When this project builds for release, what flags does it supply to the compiler? And what compiler (and version) does it use?

define-private-public commented 3 years ago

I tried doing the remotes::install_github("tylermorganwall/rayrender"), but was met with the following error:

Error: Failed to install 'rayrender' from GitHub:
  (converted from warning) package ‘raster’ is not available (for R version 3.4.4)

I'm running on the R/RStudio for Ubuntu 18.04.

Is there some way to use the rendering engine directly from C++ instead of doing it through R?

tylermorganwall commented 3 years ago

I would download a newer version of R first (at least 3.6.3)—3.4.4 is fairly old at this point. The raster package should be available for newer versions: type install.packages("raster") before trying to install rayrender.

The scene construction routine is tightly coupled to the underlying R C API, so it would be difficult to separate them.

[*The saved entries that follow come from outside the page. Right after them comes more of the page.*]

PR #5671, opened 2025-07-10
[COST-6477] Support fractional hours for VMs metrics

bacciotti:
## Jira Ticket

[COST-6477](https://issues.redhat.com/browse/COST-6477)

## Description

This change will add the support of fractional hours for VMs cost model metrics, using the `vm_uptime_total_seconds` field. The `is_fractional_hours_vm_cost_enabled` feature flag controls if it is using fixed hours or fractional hours.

define-private-public commented 3 years ago

Hey, interested in pursuing this again.

On my Windows partition, I was able to get RStudio and rayrender working, along with one of the renders to well, render. Some questions:

  1. If I were to make a change to the source, how would I go about compiling and then getting RStudio to use that version, versus how I installed it as the README says?
  2. Is there a testing suite setup? That way if I make a change, I can verify that it doesn't introduce any new bugs
  3. Along with the testing suite, what is the best way to benchmark a render?
tylermorganwall commented 3 years ago

Glad you got it working!

  1. Clone the package, load it as a project in RStudio, and go to the build menu and select "Clean and Rebuild" for a fresh install. You can then run iterative builds by hitting Ctrl-Shift-B.
  2. I haven't had any formal testing set-up since I haven't had many other contributors, currently I just build all the e. It's not too hard to put one together in R, though: I'll work on that.
  3. If you set verbose = TRUE in render_scene(), it will return an overall breakdown of the rendering time. For a more consistent benchmark, install the microbenchmark package:
install.packages("microbenchmark")
library(microbenchmark)
microbenchmark({
  ...code goes here... 
}, times=10
)
define-private-public commented 3 years ago

Thanks, I'll give that a try next.

The renders that are produced, are they fully deterministic? E.g. If I render one scene at 100x100 pixels, with 10 samples per pixel, then say, render it again. All generated pixels of the second render will match the first one by 100%? Or will there be some differences? What if I do the first render with one core, but then do the second render with 8?

define-private-public commented 3 years ago

I've never used idfiff before, but it seems like something you could easy make a test suite with to compare renders vs. a reference. https://openimageio.readthedocs.io/en/latest/idiff.html

tylermorganwall commented 3 years ago

To make it deterministic, you need to set a seed prior to running your code, e.g.


library(rayrender)
set.seed(1)
generate_cornell() %>% render_scene()

# This should result in the same image
set.seed(1)
generate_cornell() %>% render_scene()

Using a different number of cores will also result in a different image, since each thread will be seeded with its own independent seed.

tylermorganwall commented 3 years ago

The latest commits include a test directory. Install the testthat package (via install.packages("testthat")) and, after implementing your changes, run testthat::test_package("rayrender") to detect any regressions/changes from your local branch. The tests aren't comprehensive, but they should be able to detect any significant changes in behavior.